Your objective :: Please report every line from the material that contains the word "with".

*** Material provided Section Begins ***

PR #466, opened 2024-01-29
Prevent provisioning an already-provisioned workflow

### LINKED ISSUE #445: [DISCUSS] Handling duplicate calls to provision API

If a user calls the provision API twice using the same workflow, its provisioned resources are duplicated.  This can be confusing as the combination of workflow step name and workflow step ID is no longer unique, and choosing the correct resource ID requires guesswork.   Also the state changes to COMPLETED when the first workflow finishes, even though more resources are being added.

Additionally this results in the additional copy (or copies) consuming cluster resources.

Prevent a workflow from being provisioned if its status is `PROVISIONING`.   This status may need to be checked multiple times (like double-checked-locking) to prevent the race condition where two provision calls both see `NOT_STARTED` before one of them begins provisioning.

While addressing this, we also should discuss how to handle `FAILED`.  We could prevent provisioning and require users to use the deprovision API first (basically only allow provisioning from the `NOT_STARTED` state) or we could try to "pick up from where we left off", adding logic to skip provisioining steps if the resource already exists (complex and brittle).

Leaving the API as is, and/or encouraging use of the create API with the provisioning parameter, which does not have this shortcoming.

We should probably handle this similarly to trying to create the same Anomaly Detector twice.

dbwiddis:
### Description

Prevents provisioning a workflow whose state is anything other than NOT_STARTED.

Clarified some associated method/variable naming.

### Issues Resolved

Fixes #445 

### DIFF
--- a/src/main/java/org/opensearch/flowframework/indices/FlowFrameworkIndicesHandler.java
+++ b/src/main/java/org/opensearch/flowframework/indices/FlowFrameworkIndicesHandler.java
@@ -412,8 +412,8 @@ public class FlowFrameworkIndicesHandler {
         }
         doesTemplateExist(documentId, templateExists -> {
             if (templateExists) {
-                isWorkflowProvisioned(documentId, workflowIsProvisioned -> {
-                    if (workflowIsProvisioned) {
+                isWorkflowNotStarted(documentId, workflowIsNotStarted -> {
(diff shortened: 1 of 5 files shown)


owaiskazi19 (approved):
LGTM

joshpalis (approved):

PR #477, opened 2024-01-30
Fixing security tests

joshpalis:
### Description
Enabled security integration tests using `-Dhttps` flag. Now security enabled integration tests will run with the following commands 

- ./gradlew integTest -Dhttps=true -Duser=admin -Dpassword=admin
- ./gradlew integTest -Dsecurity.enabled=true

### Issues Resolved
Resolves https://github.com/opensearch-project/flow-framework/issues/469

### DIFF
--- a/build.gradle
+++ b/build.gradle
@@ -216,6 +216,9 @@ integTest {
         is_https = is_https == null ? 'true' : is_https
         user = user == null ? 'admin' : user
         password = password == null ? 'admin' : password
+        System.setProperty("https", is_https)
+        System.setProperty("user", user)
+        System.setProperty("password", password)
     }
     systemProperty('https', is_https)
     systemProperty('user', user)
@@ -229,14 +232,14 @@ integTest {
     }
 
     // Exclude integration tests that require security plugin
-    if (System.getProperty("security.enabled") == null || System.getProperty("security.enabled") == "false") {
+    if (System.getProperty("https") == null || System.getProperty("https") == "false") {
         filter {
             excludeTestsMatching "org.opensearch.flowframework.rest.FlowFrameworkSecureRestApiIT"
         }
     }
 
     // Include only secure integration tests in security enabled clusters
-    if (System.getProperty("security.enabled") != null && System.getProperty("security.enabled") == "true") {
+    if (System.getProperty("https") != null && System.getProperty("https") == "true") {
         filter {
             includeTestsMatching "org.opensearch.flowframework.rest.FlowFrameworkSecureRestApiIT"
             excludeTestsMatching "org.opensearch.flowframework.rest.FlowFrameworkRestApiIT"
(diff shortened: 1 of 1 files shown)


build.gradle
```diff
@@ -229,14 +232,14 @@ integTest {
...
-    if (System.getProperty("security.enabled") == null || System.getProperty("security.enabled") == "false") {
+    if (System.getProperty("https") == null || System.getProperty("https") == "false") {
         filter {
             excludeTestsMatching "org.opensearch.flowframework.rest.FlowFrameworkSecureRestApiIT"
         }
     }
 
     // Include only secure integration tests in security enabled clusters
-    if (System.getProperty("security.enabled") != null && System.getProperty("security.enabled") == "true") {
+    if (System.getProperty("https") != null && System.getProperty("https") == "true") {
```
dbwiddis, line 242: Is there a way to do `equalsIgnoreCase()` here (and line 275)?

owaiskazi19:
Thanks for addressing this @joshpalis.
QQ: How does security tests work for other plugins with `security.enabled` flag?

dbwiddis:
In the issue summary, add "Fixes" or "Resolves" prior to the issue number you're fixing.  That will auto-link the issue to close it when the PR is merged.

build.gradle
joshpalis: I dont think its necessary, all documentation specifically points to using `https` and no other plugin allows for `HTTPS`

dbwiddis (approved):
LGTM!  Is there a way to re-trigger the build that autocut the issue to verify the fix?

joshpalis:
> QQ: How does security tests work for other plugins with security.enabled flag?

Other plugins such as KNN only pull in the security plugin when the `security.enabled` flag is set. However they do not filter tests based on this flag. In our case, when running with security enabled, we only include the secure integration tests. The issue was that the distribution build job only passes the `https` flag, the `security.enabled` flag is something that we added for our plugin, so our non-security enabled tests were not filtered out. These changes ensure that non-security tests are filtered out based on the `https` flag instead of the `security.enabled` flag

*** Material provided Section Ends ***

Exercise output ::
Leaving the API as is, and/or encouraging use of the create API with the provisioning parameter, which does not have this shortcoming.
Enabled security integration tests using `-Dhttps` flag. Now security enabled integration tests will run with the following commands 
QQ: How does security tests work for other plugins with `security.enabled` flag?
> QQ: How does security tests work for other plugins with security.enabled flag?
Other plugins such as KNN only pull in the security plugin when the `security.enabled` flag is set. However they do not filter tests based on this flag. In our case, when running with security enabled, we only include the secure integration tests. The issue was that the distribution build job only passes the `https` flag, the `security.enabled` flag is something that we added for our plugin, so our non-security enabled tests were not filtered out. These changes ensure that non-security tests are filtered out based on the `https` flag instead of the `security.enabled` flag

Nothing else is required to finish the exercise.